PR #205, opened 2020-10-14
An extensible security toolkit for finding risks in your Kubernetes .README.md

sonam2905:


danielpacak:
Thank you for the PR @sonam2905 , but we already have all that information under the Introduction section.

# Task instructions
Nothing in the entries should be left out; please reproduce them all exactly.

# Response area
PR #205, opened 2020-10-14
An extensible security toolkit for finding risks in your Kubernetes .README.md

sonam2905:


danielpacak:
Thank you for the PR @sonam2905 , but we already have all that information under the Introduction section.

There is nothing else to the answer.